Professor Shimizu is an invited honorary member of the Association of American Physicians.  He is the recipient of the Ernst Schering Prize in 2000, Germany, the 50th Memorial Lecture Award of Journal of Lipid Research in 2009, USA, and in 2013, he received both the Lifetime Achievement Award at the Phospholipase A2 Meeting, and the Outstanding Achievement Award from Eicosanoid Research Foundation, USA. In Japan, he received a number of prestigious awards including, but not limited to, the Medical Award from the Japanese Medical Association (2000), Medical Award of Takeda Science Foundation (2003), Japan Academy Prize (2009) and the Order of the Sacred Treasure (Gold Rays with Neck Ribbon) from the Emperor (2020).
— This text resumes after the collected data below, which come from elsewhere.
PR #648, opened 2021-12-01
Distributed Tracing v2

cgillum:
## Description

This PR adds distributed tracing support that is compatible with all storage providers: Azure Storage, Microsoft SQL, and Netherite. The implementation is a storage provider-agnostic and can therefore be used with any storage provider that knows how to fully serialize DTFx history events.

### What about the existing Distributed Tracing (Correlation) support?
This PR is intended to replace the [previous Distributed Tracing implementation](https://github.com/Azure/durabletask/tree/main/samples/Correlation.Samples#readme), which had a few important shortcomings:
* Only worked with the Azure Storage orchestration service provider.
* Required a potentially large amount of storage. In some cases, the required storage was [unbounded](https://github.com/Azure/azure-functions-durable-extension/issues/1999#issuecomment-970931979).

This new implementation addresses these shortcomings and adds new capabilities, as described below.

image

### Is this compatible with Azure Functions?

Yes, with these changes, orchestrations and activities have the correct trace context set automatically and logs that are sent to Application Insights will be correctly correlated. No additional changes are required for basic correlation. 

## PR Progress
This PR is being developed incrementally. Below is the list of tasks, which will be checked off as they are completed:
- [x] Support for ExecutionStarted (orchestrator) and TaskScheduled (activity) events
- [x] Support for EventRaised (external events)
- [x] Support for Timer events
- [x] Support for Sub-Orchestration events
- [x] Reuse activities to show an accurate representation of orchestration executions
- [x] Support separate spans for scheduling and executing functions (client and server spans)
- [x] Added descriptive tags and Activity.ActivityKind values
- [x] Integration tests that cover more orchestration scenarios (reties, continue-as-new, etc.)
- [x] Bump DT.Core to v2.7.0 since this represents new surface area
- [x] Added a DurableTask.ApplicationInsights package to convert Activitys to App Insights specific telemetry so the Functions Host can read the information
- [x] Add a new sample project that works with Application Insights
- ~~[ ] Remove previous implementation~~ (We will remove the preview implementation after GA in a separate release)


davidmrdavid:
I gave this an initial look and it seems fairly clear to me! At the risk of expanding the scope of this PR, but given the fact that this is intending to replace our existing implementation, it'd be nice if this new design also made it easier to test and mock correlation tracing edge cases.

For example, in the current design, a lot of the behavior is dependent of `CorrelationTraceClient` which, as a static class, is  tricky to _mock_ and to alter its behavior for unit testing purposes. I wonder, for example, if the CorrelationTraceClient and helpers alike could be injected via DI, as that'd make them easier to replace the implementation on a test.

Just some ideas!

cgillum:
I can look into using an object that can be passed around in place of static TraceHelper methods. The hard part about this is that `Activity` objects cannot be created with particular values, so I worry that mocking might not be very useful even if we do the work to enable it. We could try to create an abstraction around `Activity` that can be mocked, but then I worry that we might be dramatically increasing complexity for questionable benefit. I'll keep an eye out for some potential low-hanging-fruit improvements around this as I work through the remaining implementation.

src/DurableTask.Core/TaskOrchestrationDispatcher.cs
```diff
@@ -298,8 +299,15 @@ protected async Task<bool> OnProcessWorkItemAsync(TaskOrchestrationWorkItem work
...
             OrchestrationRuntimeState originalOrchestrationRuntimeState = runtimeState;
 
-            OrchestrationState instanceState = null;
+            // Distributed tracing support: each orchestration execution is a trace activity
+            // that derives from an established parent trace context. It is expected that some
+            // listener will receive these events and publish them to a distributed trace logger.
+            ExecutionStartedEvent startEvent =
+                runtimeState.ExecutionStartedEvent ??
+                workItem.NewMessages.Select(msg => msg.Event).OfType<ExecutionStartedEvent>().FirstOrDefault();
+            using Activity traceActivity = TraceHelper.StartTraceActivityForExecution(startEvent);
```
jviau, line 308: The behavior of activities for orchestrations, especially during replays, was one of my main hurdles when consuming the existing DTFx tracing. Primarily that the activity was only set on the first execution of the orchestration.

Can you describe how it will behave in this implementation? My questions are:
1) Will the activity be set for each replay of the orchestration?
1) If it is set for each replay, will it have the same spanId?

Through some middleware I was able to force the Activity to exist for each replay of the orchestration, and I used reflection to set the SpanId of the activity to force it to be consistent on each activity. This is very helpful for logs emitted during the orchestration to pick up the correct parent Activity.

src/DurableTask.Core/TaskOrchestrationDispatcher.cs
```diff
@@ -548,6 +562,11 @@ protected async Task<bool> OnProcessWorkItemAsync(TaskOrchestrationWorkItem work
                 instanceState.Status = runtimeState.Status;
             }
 
+            // Add the runtime status to the trace context so that listeners can know
+            // whether the orchestration is still running. Also, stop the activity here so
+            // that we don't include the time required to persist the side effects.
+            traceActivity?.SetTag("dt.runtimestatus", runtimeState.OrchestrationStatus.ToString());
```
jviau, line 568: If you upgrade to DiagnosticSource 6.0, I believe `Activity` has some new properties around `Status` and `StatusDescription`. The OTEL Sdk also has some extension methods for setting status their own way.

src/DurableTask.Core/Tracing/DistributedTraceContext.cs
```diff
@@ -0,0 +1,53 @@
...
+#nullable enable
+namespace DurableTask.Core.Tracing
+{
+    using System.Runtime.Serialization;
+
+    /// <summary>
+    /// W3C-compliant distributed trace context.
+    /// Spec: https://www.w3.org/TR/trace-context/.
+    /// </summary>
+    public class DistributedTraceContext
```
jviau, line 22: `Baggage` would also be very helpful to include here. This would users propagate some custom metadata to include in logs. Keep in mind there are _two_ sources baggage to consider: `Activity.Baggage` and then otel has their own `Baggage` class.

jviau (commented):
Very happy to see OTEL support here! An additional question/concern:

What are the plans for tracking exceptions? otel does have a `Activity.SetException` extension method. Would that be appropriate to use? Consider also including the exception itself on the Activity - maybe via `SetCustomObject`? This way during the stop event, people can pull it off and enrich the Activity from the exception. I wonder if OTEL has a pattern for this already?

src/DurableTask.Core/Tracing/TraceHelper.cs
```diff
@@ -26,6 +28,91 @@ public class TraceHelper
     {
         const string Source = "DurableTask";
 
+        // TODO: Add tracing for external event send, which could be used to initialize an entity
+        static readonly ActivitySource ActivityTraceSource = new ActivitySource(Source);
```
cijothomas, line 32: consider Fully qualified name instead of "DurableTask"

src/DurableTask.Core/Tracing/TraceHelper.cs
```diff
@@ -26,6 +28,91 @@ public class TraceHelper
...
+
+        internal static Activity? CreateActivityForNewOrchestration(ExecutionStartedEvent startEvent)
+        {
+            Activity? newActivity = ActivityTraceSource.StartActivity(
+                name: startEvent.Name,
+                kind: ActivityKind.Internal,
+                parentContext: Activity.Current?.Context ?? default,
+                tags: new KeyValuePair<string, object?>[]
+                {
+                    new("dt.type", "client"),
```
cijothomas, line 42: Could this be better captured in ActivityKind.Client?

src/DurableTask.Core/Tracing/DistributedTraceContext.cs
```diff
@@ -0,0 +1,53 @@
...
+    {
+        /// <summary>
+        /// Initializes a new instance of the <see cref="DistributedTraceContext"/> class.
+        /// </summary>
+        /// <param name="traceParent">The W3C traceparent ID.</param>
+        /// <param name="traceState">The optional W3C tracestate data.</param>
+        public DistributedTraceContext(string traceParent, string? traceState = null)
```
cijothomas, line 29: https://github.com/dotnet/runtime/blob/main/src/libraries/System.Diagnostics.DiagnosticSource/src/System/Diagnostics/ActivityContext.cs

Do you need to expose a new class?

cijothomas:
> I can look into using an object that can be passed around in place of static TraceHelper methods. The hard part about this is that `Activity` objects cannot be created with particular values, so I worry that mocking might not be very useful even if we do the work to enable it. We could try to create an abstraction around `Activity` that can be mocked, but then I worry that we might be dramatically increasing complexity for questionable benefit. I'll keep an eye out for some potential low-hanging-fruit improvements around this as I work through the remaining implementation.

You could consider using `InMemoryExporter<Activity>` from OpenTelemetry for testing. Or setup own ActivityListener as well.

src/DurableTask.Core/TaskOrchestrationDispatcher.cs
cgillum: FYI @bachuv I think we should explore reusing the same Activity/SpanID for each orchestration replay. It will require custom reflection (I think Jacob shared some pointers to code on how he does this), but it will also create a nicer visual where users can easily see both the start and the end of an orchestration's execution.

jviau:
@cgillum we should propose a new `Part B` section to [CommonSchema v4.0](https://github.com/microsoft/common-schema) as well as a semantic convention for [open telemetry itself](https://github.com/open-telemetry/opentelemetry-specification/tree/main/semantic_conventions/trace).

This would involve deciding what properties in these traces are important are giving them well defined names and meanings.

For starters, we can select a namespace for these properties. I propose `dtfx`. Then we can choose some properties we want:

| Name | Description | Example |
| ------- | ------------ | --------- |
| `dtfx.type` | The type of durable task | Enum. Only one of `orchestration` or `activity` |
| `dtx.name` | The name of the orchestration or activity. | `GreetingOrchestration` |
| `dtfx.version` | The version of the orchestration or activity | `1.0`, can be null |

We may also want something to indicate success. Do we want just a `dtfx.success` with `true`/`false`? Or do we want something more granular like `dtfx.result_code` for open ended strings - or even use HTTP status codes there (we are using HTTP status codes for our orchestrations, as it helps quickly identify known failures. Or differentiate client vs server error.) OTel and CommonSchema already have exception semantics, so those can also help out here.

jviau:
@cgillum , @bachuv can we come up with a spec on what the complete expectations of activities / traces DTFx will emit? This should cover the names of all activities, what they represent, what tags, links, events they will potentially have. Having this will be very helpful in defining what the expected outcome of this work is.

To support why I think this valuable, here is something that may not be considered in this work yet: activity links between DTFx events. What I mean by this is: sending an event to an orchestration is a `Producer` span. I think that producer activity should show up as an `ActivityLink` in the target orchestration - we can then add a tag to that link for the name of the event sent.

src/DurableTask.Core/Tracing/TraceHelper.cs
```diff
@@ -26,6 +29,171 @@ public class TraceHelper
...
+            }
+
+            string activityName = startEvent.Name;
+            ActivityKind activityKind = ActivityKind.Internal;
+            KeyValuePair<string, object?>[] activityTags = new KeyValuePair<string, object?>[]
+            {
+                new("dtfx.type", "orchestrator"),
+                new("dtfx.instance_id", startEvent.OrchestrationInstance.InstanceId),
+                new("dtfx.execution_id", startEvent.OrchestrationInstance.ExecutionId),
+            };
```
RohitRanjanMS, line 91: Consider setting tags after StartActivity. If the activity returned is null, we can avoid any allocation.

RohitRanjanMS: Also, consider honoring IsAllDataRequested flag.

src/DurableTask.Core/TaskOrchestrationDispatcher.cs
bachuv: Resolving this comment as we currently can't upgrade. Tracking this in #698

src/DurableTask.Core/Tracing/TraceHelper.cs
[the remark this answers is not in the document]
bachuv: Updated to "dtfx"

src/DurableTask.Core/Tracing/TraceHelper.cs
```diff
@@ -26,6 +28,91 @@ public class TraceHelper
...
+                return null;
+            }
+
+            return ActivityTraceSource.StartActivity(
+                name: startEvent.Name,
+                kind: ActivityKind.Internal,
+                parentContext: activityContext,
+                tags: new KeyValuePair<string, object?>[]
+                {
+                    new("dt.type", "orchestrator"),
```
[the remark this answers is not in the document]
bachuv: I believe these values were chosen to represent terms usually used in the Durable Functions context.

src/DurableTask.Core/Tracing/TraceHelper.cs
bachuv: This Activity can get created internally in an application and not externally.

src/DurableTask.Core/Tracing/DistributedTraceContext.cs
bachuv: Can you explain why we need to expose a new class?

jviau: I think Chris is saying we can just re-use `ActivityContext` and not expose our own class at all.

src/DurableTask.Core/Tracing/TraceHelper.cs
jviau: That is not really what `Internal` means for activities. Internal means this activity conceptually is completely internal to this application, it was created as a result of some incoming action, and it also is not primarily responsible for sending out some external action.

In DTFx, very few activities should actually be `Internal`, as they tend to all have some external component to them - primarily around the orchestration service. They are either being created because work was popped off the orchestration service (`server`), or they are sending new work to the orchestration service (`client`, or `producer` in the case of starting a new orchestration via `TaskHubClient`).

lsl-2020:
Is this PR abandoned? Any updates on this topic?

jviau:
@lsl-2020 we are actively working on OpenTelemetry support through other PRs into this branch. We are also working on having a detailed spec available to the community before we lock anything in place.

lsl-2020:
> @lsl-2020 we are actively working on OpenTelemetry support through other PRs into this branch. We are also working on having a detailed spec available to the community before we lock anything in place.

Hi @jviau , thanks for your kind reply. Actually I am working on a PR to enable DT in ASP and Azure Functions with durable extensions for my team in Microsoft. Could you please provide some links to the work you referred or connect me to the corresponding team? Much appreciated!

jviau:
I would be an appropriate contact for that - you can reach out to me internally and we can discuss it.

This work will cover distributed tracing in Durable Functions as well. We are also hoping to address OpenTelemetry support in Azure Functions as a whole. In the meantime, there is only so much you can do on your own for DT in durable functions and it is very involved work. I am happy to share some stuff I have done for my previous team with DurableTask (not functions) though.

src/DurableTask.Core/Tracing/DiagnosticActivityExtensions.cs
```diff
@@ -0,0 +1,87 @@
...
+            s_setSpanId = typeof(Activity).GetField("_spanId", flags).CreateSetter<Activity, string>();
+            s_setId = typeof(Activity).GetField("_id", flags).CreateSetter<Activity, string>();
+            s_setStatus = CreateSetStatus();
+        }
+
+        public static void SetId(this Activity activity, string id)
+            => s_setId(activity, id);
+        public static void SetSpanId(this Activity activity, string spanId)
+            => s_setSpanId(activity, spanId);
+        public static void SetStatus(this Activity activity, ActivityStatusCode status, string description)
```
bachuv, line 53: Just adding a note that we used reflection to write the SetStatus() method since we currently cannot upgrade to the latest version of System.Diagnostics.DiagnosticSource because of the issue described in #698. The current version of System.Diagnostics.DiagnosticSource is 5.0.1.

src/DurableTask.Core/Tracing/TraceHelper.cs
```diff
@@ -26,6 +29,454 @@ public class TraceHelper
...
+        /// </returns>
+        internal static Activity? StartActivityForNewOrchestration(ExecutionStartedEvent startEvent)
+        {
+            Activity? newActivity = ActivityTraceSource.StartActivity(
+                name: CreateSpanName("create_orchestration", startEvent.Name, startEvent.Version),
+                kind: ActivityKind.Producer);
+
+            if (newActivity != null)
+            {
+                newActivity.SetTag(Schema.Task.Type, "orchestration");
```
davidmrdavid, line 49: I notice we have these constant strings that appear often like `"orchestration"` and `"create_orchestration"` that will probably become keys in the traces that users may want to filter on. To avoid typos and keep them consistent, should we consider setting them as constants somewhere and referencing them instead of inlining them?

src/DurableTask.Core/Tracing/TraceHelper.cs
```diff
@@ -26,6 +29,454 @@ public class TraceHelper
...
+        {
+            Activity? newActivity = ActivityTraceSource.StartActivity(
+                name: CreateSpanName("orchestration_event", eventRaisedEvent.Name, null),
+                kind: ActivityKind.Producer,
+                parentContext: Activity.Current?.Context ?? default);
+
+            if (newActivity == null)
+            {
+                return null;
+            }
```
davidmrdavid, line 388: I notice we are utilizing `null` as return values a lot, particularly in this file, which worries me due to the potential of nullref-exceptions. Is there something about how Distributed Tracing works that makes these null-cases common?

src/DurableTask.Core/TaskOrchestrationDispatcher.cs
```diff
@@ -201,6 +201,7 @@ async Task OnProcessWorkItemSessionAsync(TaskOrchestrationWorkItem workItem)
                     () =>
                     {                
                         // Check if it is extended session.
+                        // TODO: Remove this code - it looks incorrect and dangerous
                         isExtendedSession = this.concurrentSessionLock.Acquire();
```
davidmrdavid, line 205: Was this TODO resolved yet? Is it related to Dist. Tracing or just something you spotted while going through the code?

test/DurableTask.AzureStorage.Tests/AzureStorageScenarioTests.cs
```diff
@@ -2227,6 +2232,288 @@ public async Task ScheduledStart_Activity_GetStatus_Returns_ScheduledStart(bool
...
+
+                    var client = await host.StartOrchestrationAsync(typeof(Orchestrations.SayHelloWithActivity), "World");
+                    var status = await client.WaitForCompletionAsync(StandardTimeout);
+
+                    await host.StopAsync();
+                }
+            }
+
+            // (1) Explanation about indexes:
+            // The orchestration Activity's start at Invocation[1] and each action logs
```
davidmrdavid, line 2264: Here, when we say "Activity" we mean a Dist. Tracing Activity and not a DF Activity, correct? I'm having a bit of a hard time context switching between these two concepts when looking at the code. Most of the time, I'm able to catch when we're talking about a different Activity concept, but it requires careful attention.  I think it might get trickier once this is merged and it's not so clear when the Dist. Tracing code starts and the rest of the DTFx continues.

I wonder if we could establish a convention to be able to differentiate between the two, at least in comments. Do other people think this is something to improve readability-wise or just me? If it's just me, I won't push on this!

davidmrdavid (commented):
Left some comments, but mostly questions to try and grok the implementation so I'm prepared for future maintainability. Overall looks good, thanks for this work.

samples/DistributedTraceSample/Program.cs
```diff
@@ -0,0 +1,128 @@
...
+                input: null);
+            await client.WaitForOrchestrationAsync(orchestrationInstance, TimeSpan.FromMinutes(5));
+        }
+
+        static async Task<(IOrchestrationService, IOrchestrationServiceClient)> GetOrchestrationServiceAndClient()
+        {
+            var settings = new AzureStorageOrchestrationServiceSettings
+            {
+                TaskHubName = "OpenTelemetrySampleTaskHub",
+                StorageConnectionString = "UseDevelopmentStorage=true",
```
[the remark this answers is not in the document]
bachuv: Yes, the customer would have to replace this if they were deploying an app using DTFx. Is there a way to configure storage accounts for apps using DTFx similar to how we have "local.settings.json" for Durable Functions?

src/DurableTask.Core/Common/Utils.cs
```diff
@@ -423,7 +423,7 @@ public static bool IsFatal(Exception exception)
             }
 
             TraceHelper.Trace(TraceEventType.Error, "ExecuteWithRetry-RetriesExhausted", "Exhausted all retries for operation " + operation);
-            TraceHelper.TraceExceptionSession(TraceEventType.Error, "ExecuteWithRetryRetriesExhausted", sessionId, lastException).Throw();
+            TraceHelper.TraceExceptionSession(TraceEventType.Error, "ExecuteWithRetryRetriesExhausted", sessionId, lastException!).Throw();
```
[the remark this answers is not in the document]
bachuv: Yes

src/DurableTask.Core/History/EventRaisedEvent.cs
```diff
@@ -48,5 +50,11 @@ public EventRaisedEvent(int eventId, string input)
         /// </summary>
         [DataMember]
         public string Input { get; set; }
+
+        /// <summary>
+        /// The W3C trace context associated with this event.
```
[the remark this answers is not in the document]
bachuv: OpenTelemetry supports W3C by default.

test/DurableTask.AzureStorage.Tests/DurableTask.AzureStorage.Tests.csproj
```diff
@@ -18,6 +18,7 @@
     <PackageReference Include="Microsoft.Extensions.Logging" Version="3.1.6" />
     <PackageReference Include="Newtonsoft.Json" Version="11.0.2" />
     <PackageReference Include="WindowsAzure.Storage" version="9.3.3" />
+    <PackageReference Include="Azure.Monitor.OpenTelemetry.Exporter" Version="1.0.0-beta.3" />
```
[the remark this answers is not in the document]
bachuv: Yes, the latest version is 1.0.0-beta.9.

src/DurableTask.Core/Tracing/TraceHelper.cs
bachuv: Yes, I can add them to the constants file.

src/DurableTask.Core/Tracing/TraceHelper.cs
bachuv: Yes, if there is no listener (i.e. the user doesn't subscribe to listening from the "DurableTask" source) then `Activity`s are not created/started. For example, `ActivityTraceSource.StartActivity()` will return null.

test/DurableTask.AzureStorage.Tests/AzureStorageScenarioTests.cs
bachuv: Yes, I started using "Task activity" when describing a DF activity and "Activity" when describing a Distributed Tracing activity.

src/DurableTask.Core/TaskOrchestrationDispatcher.cs
bachuv: I believe this is from @cgillum in a very early commit. @cgillum, is this something that has been fixed? I can create a GitHub issue for it if not.

cgillum: Let's leave this for now. We can remove it when we remove the old distributed tracing implementation.

test/DurableTask.AzureStorage.Tests/AzureStorageScenarioTests.cs
jviau: It is confusing with such an overloaded term as `Activity`. We could refer to it as `Span` - which is what OTel calls it.

src/DurableTask.Core/TaskHubClient.cs
```diff
@@ -607,16 +608,31 @@ public Task<OrchestrationInstance> CreateOrchestrationInstanceAsync(string name,
...
+            }
 
             if (eventData != null)
             {
                 string serializedEventData = this.defaultConverter.Serialize(eventData);
                 var eventRaisedEvent = new EventRaisedEvent(-1, serializedEventData) { Name = eventName };
+                if (newActivity != null)
+                {
+                    // TODO: Set the parent trace context?
+                }
```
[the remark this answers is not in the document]
bachuv: The parent is actually set in `TraceHelper.StartActivityForNewOrchestration(startedEvent)` when the Activity is created. I removed this comment. If a parent isn't specified when creating an activity (like below), then `Activity.Current` is set as the parent.

```
    name: CreateSpanName("create_orchestration", startEvent.Name, startEvent.Version),
    kind: ActivityKind.Producer);
```

src/DurableTask.ApplicationInsights/DurableTelemetryModule.cs
```diff
@@ -0,0 +1,140 @@
...
+                Sample = (ref ActivityCreationOptions<ActivityContext> _) => ActivitySamplingResult.AllData,
+                SampleUsingParentId = (ref ActivityCreationOptions<string> _) => ActivitySamplingResult.AllData
+            };
+
+            ActivitySource.AddActivityListener(this.listener);
+        }
+
+        void OnEndActivity(Activity activity)
+        {
+            if (!activity.IsAllDataRequested)
```
jviau, line 54: I think we need to look into if this is the right behavior. if `IsAllDataRequested` is false, does that mean do not emit the span at all, or does that mean to just not populate the span with all of the information? And thus we still emit a span, but it has minimal tags/details.

I _think_ it is the later. `IsAllDataRequested == false` essentially amounts to "do not enrich the activity with all the extra tags." This is fine for preview, but we should probably fix it before GA.

src/DurableTask.AzureStorage/MessageManager.cs
```diff
@@ -130,7 +130,13 @@ public async Task<string> FetchLargeMessageIfNecessary(string message)
 
         internal static bool TryGetLargeMessageReference(string messagePayload, out Uri blobUrl)
         {
-            return Uri.TryCreate(messagePayload, UriKind.Absolute, out blobUrl);
+            if (Uri.IsWellFormedUriString(messagePayload, UriKind.Absolute))
```
jviau, line 133: this change seems unrelated to telemetry, do you have any background on it?

src/DurableTask.Core/Tracing/DistributedTraceActivity.cs
```diff
@@ -0,0 +1,37 @@
...
+using System.Diagnostics;
+using System.Threading;
+using Newtonsoft.Json;
+
+namespace DurableTask.Core.Tracing
+{
+    /// <summary>
+    /// Manage Activity for orchestration execution.
+    /// </summary>
+    internal class DistributedTraceActivity
```
jviau, line 24: Is this type used anywhere?

src/DurableTask.Core/Tracing/DistributedTraceContext.cs
jviau: Let's make a note of this as follow up work.

jviau (commented):
This looks good for preview. However, half of this is going to be in a package (`DurableTask.Core`) which is not "preview", and you can't just say that functionality or types within a non-preview package are preview (that violates SemVer). So, we should figure out how we want to preview this which follows correct SemVer.

src/DurableTask.ApplicationInsights/DurableTelemetryModule.cs
bachuv: This is a good point! The definition in the [Activity.IsAllDataRequested Property doc](https://learn.microsoft.com/en-us/dotnet/api/system.diagnostics.activity.isalldatarequested?view=net-7.0) is "gets or sets a value that indicates whether this activity should be populated with all the propagation information, as well as all the other properties, such as links, tags, and events." This matches what you described above. I'll add it to the list of changes.

src/DurableTask.AzureStorage/MessageManager.cs
bachuv: Yes, this was actually added in https://github.com/Azure/durabletask/pull/853# because exceptions weren't getting formatted correctly. Information about this change is in [this comment](https://github.com/Azure/durabletask/pull/853#discussion_r1087081311). I moved these changes to #867 and they've already been merged so I think I need to merge `main` to this PR to remove this code.

src/DurableTask.Core/Tracing/DistributedTraceActivity.cs
bachuv: `DistributedTraceActivity.Current` is used to keep track of the orchestration execution.

bachuv:
> This looks good for preview. However, half of this is going to be in a package (`DurableTask.Core`) which is not "preview", and you can't just say that functionality or types within a non-preview package are preview (that violates SemVer). So, we should figure out how we want to preview this which follows correct SemVer.

Thanks for pointing this out! Tagging @lilyjma -- do you have any recommendations?

jviau (approved):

He served as Editorial Board of the Journal of Biological Chemistry, for 18 years, and the Journal of Lipid Research for 8 years.

 

Dr. Shimizu has been an innovative leader in the field of eicosanoids, lipid mediators and phospholipid metabolism for over 40 years.  With over 450 publications, with h-index of 106, and numerous seminal discoveries he continues to collaborate with clinical researchers and pharmaceutical companies for the analyses of human diseases and development of new lipid related drugs.